Segment Start: RECORDS FOR THE TASK

PR #151, opened 2022-01-10
Add new OSS::PhoneNumberInput component

Miexil:
### What does this PR do?

Adds a new PhoneNumberInput component.

Related to: [#1269](https://github.com/upfluence/backlog/issues/1269)

### Good PR checklist

- [x] Title makes sense
- [x] Properly assigned
- [x] Added/updated tests
- [x] Properly labeled


app/styles/phone-number-input.less
```diff
@@ -0,0 +1,48 @@
...
+  }
+
+  .phone-number-input {
+    .country-selector {
+      border-right: 1px solid @upf-gray;
+      height: 100%;
+      display: flex;
+      align-items: center;
+      padding-right: 12px;
+      margin-right: 12px;
```
JulienVannier66, line 26:
```suggestion
      padding-right: @spacing-xx-sm;
      margin-right: @spacing-xx-sm;
```

addon/components/o-s-s/phone-number-input.ts
```diff
@@ -0,0 +1,81 @@
+import { action } from '@ember/object';
+import Component from '@glimmer/component';
+import { tracked } from '@glimmer/tracking';
+import { countries, CountryData } from '@upfluence/oss-components/utils/country-codes';
+
+interface OSSPhoneNumberInputArgs {
+  prefix: string;
+  number: string;
+  onChange: (prefix: string, number: string) => void;
```
JulienVannier66, line 9:
```suggestion
  onChange(prefix: string, number: string): void;
```
We don't use this syntax now?

app/styles/phone-number-input.less
Miexil: That's not the same width sadly, I tried using our variables but couldn't get something that matched exactly.

addon/components/o-s-s/phone-number-input.ts
Miexil: We sure do !

app/styles/phone-number-input.less
JulienVannier66: Ok ok no problem, it's good for me so

JulienVannier66 (approved):

addon/components/o-s-s/phone-number-input.hbs
```diff
@@ -0,0 +1,32 @@
+<div class="phone-number-container fx-1" ...attributes>
+  <div class="phone-number-input upf-input fx-row fx-1 fx-xalign-center">
+    <div class="country-selector fx-row" role="button" {{on "click" this.toggleCountrySelector}}>
+      <div class="fflag fflag-{{this.selectedCountry.id}} ff-sm ff-wave ff-rounded"></div>
+      {{#if this.countrySelectorShown}}
+        <i class="fal fa-chevron-up margin-left-xxx-sm"></i>
```
phndiaye, line 6: so we start using the `fal` ?

Miexil: In this case it is just a thinner chevron ; is that an issue ? 🤔

phndiaye (approved):

PR #172, opened 2022-05-27
Add stop-propagation helper

phndiaye:
### What does this PR do?

Because it's something we have to do a lot, this helper will allow us to invoke `event.stopPropagation` directly from the templates.

Whilst this can be useless if we have an action defined in the component JS where we can handle the event, it can be useful when mutating props with `mut` or calling a parent-provided action:
-  `{{on "click" (fn (mut this.myProp) false)}}` ->  `{{on "click" (stop-propagation (fn (mut this.myProp) false))}}`
-  `{{on "click" @parentAction}}` -> `{{on "click" (stop-propagation @parentAction)}}`

### Good PR checklist

- [x] Title makes sense
- [x] Properly assigned
- [x] Added/updated tests
- [x] Properly labeled

### DIFF
--- a/tests/integration/helpers/stop-propagation-test.ts
+++ b/tests/integration/helpers/stop-propagation-test.ts
@@ -1,0 +1,31 @@
+import { module, test } from 'qunit';
+import { setupRenderingTest } from 'ember-qunit';
+import { click, render } from '@ember/test-helpers';
+import hbs from 'htmlbars-inline-precompile';
+
+module('Integration | Helper | stop-propagation', function (hooks) {
+  setupRenderingTest(hooks);
+
+  hooks.beforeEach(function () {
+    this.nativeStopPropagation = Event.prototype.stopPropagation;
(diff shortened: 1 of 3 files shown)


Sypheos (approved):

tests/integration/helpers/stop-propagation-test.ts
```diff
@@ -0,0 +1,32 @@
...
+
+  hooks.beforeEach(function () {
+    this.nativeStopPropagation = Event.prototype.stopPropagation;
+  });
+
+  hooks.afterEach(function () {
+    Event.prototype.stopPropagation = this.nativeStopPropagation;
+  });
+
+  // Replace this with your real tests.
```
Miexil, line 17: Remove comment 😇

Miexil (approved):
LGTM except for the comment line.

JulienVannier66 (approved):

PR #173, opened 2022-05-31
New OSS::Alert component

JulienVannier66:
### What does this PR do?

- Add OSS::Alert component & tests & doc
- Fix toast text size
- Clean up &nbsp;

Related to: https://github.com/upfluence/backlog/issues/1667

Peek 2022-05-31 15-19

### Good PR checklist

- [x] Title makes sense
- [x] Properly assigned
- [x] Added/updated tests
- [x] Properly labeled


addon/components/o-s-s/alert.ts
```diff
@@ -0,0 +1,38 @@
...
+  subtitle?: string;
+}
+
+export default class OSSAlert extends Component<OSSAlertArgs> {
+  constructor(owner: unknown, args: OSSAlertArgs) {
+    super(owner, args);
+
+    if (!args.skin) {
+      throw new Error('[component][OSS::Alert] The @skin argument is mandatory');
+    }
```
Miexil, line 17: how about setting 'info' as default ? 🤷

Miexil: You could set the default state of your switch below to 'fa-info-circle' & remove the `case 'info'` line ?

app/styles/alert.less
```diff
@@ -0,0 +1,81 @@
...
+    padding: @spacing-xx-sm;
+    gap: @spacing-xx-sm;
+    background-color: var(--color-gray-50);
+  }
+
+  .text-container {
+    display: flex;
+    flex-direction: column;
+    flex: 1;
+    gap: 3px;
```
Miexil, line 22: This is to "skip" the position of the "indicator" element right ?
i suggest you define a local variable for this ; it would make more sense while reading the code.

tests/integration/components/o-s-s/alert-test.ts
```diff
@@ -0,0 +1,44 @@
...
+
+  test('it throws an error if no skin argument is passed', async function (assert) {
+    setupOnerror((err: any) => {
+      assert.equal(err.message, '[component][OSS::Alert] The @skin argument is mandatory');
+    });
+
+    await render(hbs`<OSS::Alert />`);
+  });
+
+  ALERT_SKINS.forEach((skin) => {
```
Miexil, line 31: 👍

addon/components/o-s-s/alert.hbs
```diff
@@ -0,0 +1,16 @@
+<div class={{concat "upf-alert-v2 " this.skinClass}} ...attributes>
+  <div class="indicator"></div>
+  <div class="main-container">
+    <span class="icon">
```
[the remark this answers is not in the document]
JulienVannier66: Yes, if I remove it, the icon is not align with the title

addon/components/o-s-s/alert.ts
JulienVannier66: Ok ok I make 'info' as default state

app/styles/alert.less
JulienVannier66: No, this is just the gap between title and subtile. I can set it in variable, no problem with that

Segment End: RECORDS FOR THE TASK

* [ABOUT THIS TASK]: Wherever the string "that" appears in the entries above, return the line it appears on.

* [RESULT FOR THIS EXERCISE]:
Miexil: That's not the same width sadly, I tried using our variables but couldn't get something that matched exactly.
Miexil: In this case it is just a thinner chevron ; is that an issue ? 🤔
JulienVannier66: No, this is just the gap between title and subtile. I can set it in variable, no problem with that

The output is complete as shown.